Inhibition of phosphorylation of cagA and Src requires oxidative transformation of curcumin. (A) Western blot analysis of CagA and Src phosphorylation in gastric epithelial cells upon infection with H. pylori treated with curcumin or its stable analogs acetal-curcumin (ACurc) and diacetalcurcumin (DCurc). The blot was probed with anti-phosphoCagA (top) or anti-phosphoSrc antibody (below), and β actin was used as loading control.

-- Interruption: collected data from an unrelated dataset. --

PR #6830, opened 2022-12-27
Removed deprecations for Image constants, except for duplicate Resampling attributes

### LINKED ISSUE #6537: API changes for Resampling modes

radarhere:
Resolves #6537

The user in the issue found a warning that `Image.BILINEAR` is deprecated, and questions whether it is necessary to deprecate this.

This PR removes the deprecation warnings for `Image.*` constants added in #5954 ([and released in Pillow 9.1.0](https://pillow.readthedocs.io/en/stable/releasenotes/9.1.0.html#constants)).
However, there are three exceptions - I've left `LINEAR`, `CUBIC` (which have been duplicates of other constants since PIL) and `ANTIALIAS` (which has been a duplicate since #1028) deprecated.

I'm also leaving the deprecations for ImageCms, ImageFont, BlpImagePlugin, FtexImagePlugin and PngImagePlugin in place.

See what you think of this.

### DIFF
--- a/docs/releasenotes/9.4.0.rst
+++ b/docs/releasenotes/9.4.0.rst
@@ -103,3 +103,40 @@ Added support for DDS L and LA images
 
 Support has been added to read and write L and LA DDS images in the uncompressed
 format, known as "luminance" textures.
+
+.. _restored-image-constants:
+
+Constants
+^^^^^^^^^
+
+In Pillow 9.1.0, the following constants were deprecated. Those deprecations have now
+been restored.
+
+- ``Image.NONE``
+- ``Image.NEAREST``
+- ``Image.ORDERED``
+- ``Image.RASTERIZE``
+- ``Image.FLOYDSTEINBERG``
+- ``Image.WEB``
+- ``Image.ADAPTIVE``
+- ``Image.AFFINE``
+- ``Image.EXTENT``
+- ``Image.PERSPECTIVE``
+- ``Image.QUAD``
+- ``Image.MESH``
+- ``Image.FLIP_LEFT_RIGHT``
+- ``Image.FLIP_TOP_BOTTOM``
+- ``Image.ROTATE_90``
+- ``Image.ROTATE_180``
+- ``Image.ROTATE_270``
+- ``Image.TRANSPOSE``
+- ``Image.TRANSVERSE``
+- ``Image.BOX``
+- ``Image.BILINEAR``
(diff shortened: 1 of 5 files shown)


hugovk:
Thanks for picking this up. Looks fine, let's keep this open a few days and merge before January if there's no strong objections.

Let's also mention it in the release notes, and add a note (with `.. note::` ?) to https://pillow--6830.org.readthedocs.build/en/6830/deprecations.html#constants to mention that some had been deprecated but are no longer.

Also, I wonder if we should somehow mention it at https://pillow--6830.org.readthedocs.build/en/6830/releasenotes/9.1.0.html#constants? These are historical, but perhaps some sort of note, even if just a link to the 9.3.0 notes, could help?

Representative results from three independent experiments are shown. (B, C) Quantification of Western blotting results described in (A). (D) Quantification of CXCL8 mRNA level in gastric tissue after infection with H. pylori treated with curcumin and its stable analogs. ***P ≤ 0.001, ^§§§P ≤ 0.001.

Figure 7

H. pylori output strains isolated from dietary curcumin-treated mice induce attenuated host response. (A) Western blot analysis of cSrc phosphorylation in AGS cells treated with H. pylori isolated from mice fed control chow (vehicle) or chow containing 1% Meriva. H. pylori-infected mice fed with chow containing 1% Meriva for 4 weeks shows attenuation of phosphorylation of c-Src. (B) Quantification of p-Src/cSrc in the Western blot samples in (A) showing attenuation. (C) Quantification of CXCL8 mRNA when co-cultured with AGS cells showing reduced level. (D) CFU per gram of tissue showing no colonization. ***P ≤ 0.001, ^§§§P ≤ 0.001.